What the task asks
Repeat exactly the lines of the entries below from the one with "simpler to use" through the one with "- Misc: Extensions", both ends included, and nothing else.

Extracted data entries
|---|

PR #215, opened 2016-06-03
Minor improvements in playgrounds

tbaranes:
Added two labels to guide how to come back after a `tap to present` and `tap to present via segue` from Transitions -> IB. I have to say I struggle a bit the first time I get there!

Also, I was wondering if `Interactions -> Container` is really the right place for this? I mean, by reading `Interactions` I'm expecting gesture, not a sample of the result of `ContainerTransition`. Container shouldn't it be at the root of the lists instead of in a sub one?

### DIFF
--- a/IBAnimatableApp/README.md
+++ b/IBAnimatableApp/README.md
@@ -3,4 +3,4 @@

|---|

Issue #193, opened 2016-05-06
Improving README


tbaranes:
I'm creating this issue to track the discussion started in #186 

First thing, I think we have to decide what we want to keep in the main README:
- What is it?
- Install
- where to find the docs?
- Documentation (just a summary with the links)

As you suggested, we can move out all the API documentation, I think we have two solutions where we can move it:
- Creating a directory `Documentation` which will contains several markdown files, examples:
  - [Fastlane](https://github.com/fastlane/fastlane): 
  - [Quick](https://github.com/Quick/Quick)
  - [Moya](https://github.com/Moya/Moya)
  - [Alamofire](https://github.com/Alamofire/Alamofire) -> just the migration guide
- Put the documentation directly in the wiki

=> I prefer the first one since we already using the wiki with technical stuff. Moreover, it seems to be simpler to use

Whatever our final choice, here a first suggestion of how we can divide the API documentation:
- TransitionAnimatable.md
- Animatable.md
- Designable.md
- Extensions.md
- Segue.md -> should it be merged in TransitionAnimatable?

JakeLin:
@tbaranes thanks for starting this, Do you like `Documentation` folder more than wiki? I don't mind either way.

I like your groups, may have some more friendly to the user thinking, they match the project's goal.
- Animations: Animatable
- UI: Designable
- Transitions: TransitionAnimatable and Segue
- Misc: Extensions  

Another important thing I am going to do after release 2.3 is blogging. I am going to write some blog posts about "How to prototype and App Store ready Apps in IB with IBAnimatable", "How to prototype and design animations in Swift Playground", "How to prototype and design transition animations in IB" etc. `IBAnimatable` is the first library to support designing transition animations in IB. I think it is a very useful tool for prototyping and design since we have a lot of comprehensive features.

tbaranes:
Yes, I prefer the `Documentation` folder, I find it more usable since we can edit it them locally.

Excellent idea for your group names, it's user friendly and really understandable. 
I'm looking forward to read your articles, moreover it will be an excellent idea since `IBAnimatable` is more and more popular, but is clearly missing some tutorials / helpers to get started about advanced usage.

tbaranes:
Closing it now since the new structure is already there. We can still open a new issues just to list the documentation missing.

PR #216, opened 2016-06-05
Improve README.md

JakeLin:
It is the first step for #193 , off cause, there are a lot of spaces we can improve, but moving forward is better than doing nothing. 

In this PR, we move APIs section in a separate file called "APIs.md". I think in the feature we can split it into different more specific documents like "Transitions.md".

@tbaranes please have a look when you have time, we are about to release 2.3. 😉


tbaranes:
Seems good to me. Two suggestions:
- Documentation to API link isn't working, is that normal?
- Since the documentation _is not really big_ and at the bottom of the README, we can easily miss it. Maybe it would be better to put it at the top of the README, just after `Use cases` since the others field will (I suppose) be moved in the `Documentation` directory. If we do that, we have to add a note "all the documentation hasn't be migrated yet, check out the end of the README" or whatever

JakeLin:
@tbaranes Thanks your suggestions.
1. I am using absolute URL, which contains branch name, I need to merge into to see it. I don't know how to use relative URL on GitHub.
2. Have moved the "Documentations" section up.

|---|

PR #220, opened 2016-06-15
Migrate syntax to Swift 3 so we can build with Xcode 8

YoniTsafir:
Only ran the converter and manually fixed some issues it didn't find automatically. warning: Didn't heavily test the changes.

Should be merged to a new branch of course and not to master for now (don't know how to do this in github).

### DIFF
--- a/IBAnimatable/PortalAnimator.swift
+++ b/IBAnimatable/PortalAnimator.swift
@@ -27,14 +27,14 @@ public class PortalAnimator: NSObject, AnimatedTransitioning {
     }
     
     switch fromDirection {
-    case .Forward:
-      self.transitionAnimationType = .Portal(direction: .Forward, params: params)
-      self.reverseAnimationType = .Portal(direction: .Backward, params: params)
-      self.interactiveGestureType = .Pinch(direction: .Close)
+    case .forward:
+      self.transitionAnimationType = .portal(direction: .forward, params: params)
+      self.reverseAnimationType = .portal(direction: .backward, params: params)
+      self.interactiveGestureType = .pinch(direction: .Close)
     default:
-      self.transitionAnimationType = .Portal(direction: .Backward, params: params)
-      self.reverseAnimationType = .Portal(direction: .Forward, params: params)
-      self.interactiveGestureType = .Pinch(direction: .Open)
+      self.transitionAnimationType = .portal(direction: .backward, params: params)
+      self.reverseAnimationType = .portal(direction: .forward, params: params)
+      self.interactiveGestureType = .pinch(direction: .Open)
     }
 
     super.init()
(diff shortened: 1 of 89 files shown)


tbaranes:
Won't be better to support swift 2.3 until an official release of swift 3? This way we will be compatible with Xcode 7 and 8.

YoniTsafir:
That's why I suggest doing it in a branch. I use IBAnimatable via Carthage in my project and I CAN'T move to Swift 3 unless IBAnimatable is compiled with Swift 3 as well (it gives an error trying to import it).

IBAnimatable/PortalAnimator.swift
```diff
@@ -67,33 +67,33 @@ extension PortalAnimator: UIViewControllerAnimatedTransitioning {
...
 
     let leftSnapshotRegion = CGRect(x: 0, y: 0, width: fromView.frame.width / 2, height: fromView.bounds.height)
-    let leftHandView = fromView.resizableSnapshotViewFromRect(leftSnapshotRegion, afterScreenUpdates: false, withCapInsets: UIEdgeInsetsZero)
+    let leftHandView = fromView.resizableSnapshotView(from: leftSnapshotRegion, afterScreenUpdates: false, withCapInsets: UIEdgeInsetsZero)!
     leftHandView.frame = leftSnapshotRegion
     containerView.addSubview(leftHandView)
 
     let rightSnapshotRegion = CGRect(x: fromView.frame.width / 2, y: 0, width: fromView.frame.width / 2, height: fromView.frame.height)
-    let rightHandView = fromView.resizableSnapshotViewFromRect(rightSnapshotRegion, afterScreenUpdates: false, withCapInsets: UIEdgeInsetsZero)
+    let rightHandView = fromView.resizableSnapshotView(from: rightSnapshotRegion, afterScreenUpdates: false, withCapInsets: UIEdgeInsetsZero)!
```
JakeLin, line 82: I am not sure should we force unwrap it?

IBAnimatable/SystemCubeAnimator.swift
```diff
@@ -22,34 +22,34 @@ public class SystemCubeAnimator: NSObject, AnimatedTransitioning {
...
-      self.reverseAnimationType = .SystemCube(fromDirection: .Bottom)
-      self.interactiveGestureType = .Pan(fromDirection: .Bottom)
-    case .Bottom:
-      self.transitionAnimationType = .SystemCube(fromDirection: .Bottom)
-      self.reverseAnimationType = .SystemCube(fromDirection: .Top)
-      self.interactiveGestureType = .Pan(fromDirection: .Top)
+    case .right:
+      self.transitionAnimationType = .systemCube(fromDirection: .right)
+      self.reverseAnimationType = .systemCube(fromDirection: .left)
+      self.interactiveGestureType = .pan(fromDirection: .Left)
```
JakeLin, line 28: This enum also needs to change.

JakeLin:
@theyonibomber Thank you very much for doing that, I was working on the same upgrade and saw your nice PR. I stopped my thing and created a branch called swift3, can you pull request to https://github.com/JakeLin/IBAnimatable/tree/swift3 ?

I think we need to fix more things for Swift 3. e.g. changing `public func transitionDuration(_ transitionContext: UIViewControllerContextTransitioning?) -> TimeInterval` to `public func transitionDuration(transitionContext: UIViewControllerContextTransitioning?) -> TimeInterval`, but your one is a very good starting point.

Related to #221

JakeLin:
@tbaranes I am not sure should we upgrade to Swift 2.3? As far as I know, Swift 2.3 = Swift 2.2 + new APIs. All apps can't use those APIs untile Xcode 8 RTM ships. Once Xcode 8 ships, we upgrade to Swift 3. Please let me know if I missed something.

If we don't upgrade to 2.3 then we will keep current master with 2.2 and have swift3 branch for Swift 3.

|---|

Task solution
=> I prefer the first one since we already using the wiki with technical stuff. Moreover, it seems to be simpler to use

Whatever our final choice, here a first suggestion of how we can divide the API documentation:
- TransitionAnimatable.md
- Animatable.md
- Designable.md
- Extensions.md
- Segue.md -> should it be merged in TransitionAnimatable?

JakeLin:
@tbaranes thanks for starting this, Do you like `Documentation` folder more than wiki? I don't mind either way.

I like your groups, may have some more friendly to the user thinking, they match the project's goal.
- Animations: Animatable
- UI: Designable
- Transitions: TransitionAnimatable and Segue
- Misc: Extensions  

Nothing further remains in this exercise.